Scan the entries for the word "this", and copy every line where it appears.
= Beginning of Section =
PR #3994, opened 2024-12-19
test: split payment e2e tests

olgapod:
## Description

Initiatal set of E2E tests for the Split Payment motion. Also, I updated some selectors related to the `selectWallet` test helper to fix tests that began failing after the homepage redesign. 
Test cases included in the PR:
- Happy path of Split payment (Permissions/Staking method of create motion, Equal/Unequal distribution, Permissions release method)
- Form fields validation
- Recipients table actions: Add/Remove/Duplicate a row
- Redo a payment

## Testing

**Step 1**. Spin up the dev env and seed the test data 

`npm run dev`  followed by `node scripts/create-data.js`

**Step 2**. Build and start the frontend in preview mode

`npm run preview` 

**Step 3.** Run the tests in a separate terminal 

`npm run e2e split-payment`

**Step 4**. The tests should pass ( if any failures - please send me .zip files from `/playwright-report/data` directory)

### DIFF
--- a/playwright/e2e/manage-account-profile.spec.ts
+++ b/playwright/e2e/manage-account-profile.spec.ts
@@ -10,7 +10,10 @@ test.describe('Manage Account', () => {
 
     await selectWallet(page);
 
-    await page.getByTestId('user-navigation-hamburger').click();
+    await page
+      .getByRole('banner')
+      .getByTestId('user-navigation-hamburger')
+      .click();
 
     await page.getByTestId('user-menu').waitFor({ state: 'visible' });
 
--- a/playwright/e2e/split-payment.spec.ts
+++ b/playwright/e2e/split-payment.spec.ts
@@ -39,7 +39,7 @@ test.describe('Split payment', () => {
     await splitPayment.close();
   });
 
-  test('Happy path (Unequal distribution/Staking decision method)', async () => {
+  test('Happy path (Staking decision method)', async () => {
     await splitPayment.fillForm({
       title: 'Test Split Payment',
       team: 'General',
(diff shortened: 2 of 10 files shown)


iamsamgibbs (approved):
Nice job setting this all up! Tests are passing no problem. I think there is room for further tests here, the reputation distribution method is unused for example, and confirming the form returns the correct values for equal distribution etc.

Screenshot 2025-01-21 at 12 41 59

iamsamgibbs (changes requested):
Actually, my comment about being curious actually needs addressing I think. By manually updating the amounts and percentages it forcibly changes the distribution type to "Unequal"

Screenshot 2025-01-21 at 12 43 26

playwright/e2e/split-payment.spec.ts
```diff
@@ -0,0 +1,290 @@
...
+          amount: '1',
+          recipient,
+          percentage: '50%',
+        },
+        {
+          amount: '1',
+          recipient: recipient2,
+          percentage: '50%',
+        },
+      ],
```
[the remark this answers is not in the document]
olgapod: Yes, it does calculate the amount and percentage fields automatically in that case (thanks for bringing this up, I've added a test case for that). But,  If you start manually filling in the table then the Distribution is set to Unequal, and this is expected behavior (I've double-checked with Arren)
= End of Section =
**COMPLETED TASK:**
Nice job setting this all up! Tests are passing no problem. I think there is room for further tests here, the reputation distribution method is unused for example, and confirming the form returns the correct values for equal distribution etc.
[the remark this answers is not in the document]
olgapod: Yes, it does calculate the amount and percentage fields automatically in that case (thanks for bringing this up, I've added a test case for that). But,  If you start manually filling in the table then the Distribution is set to Unequal, and this is expected behavior (I've double-checked with Arren)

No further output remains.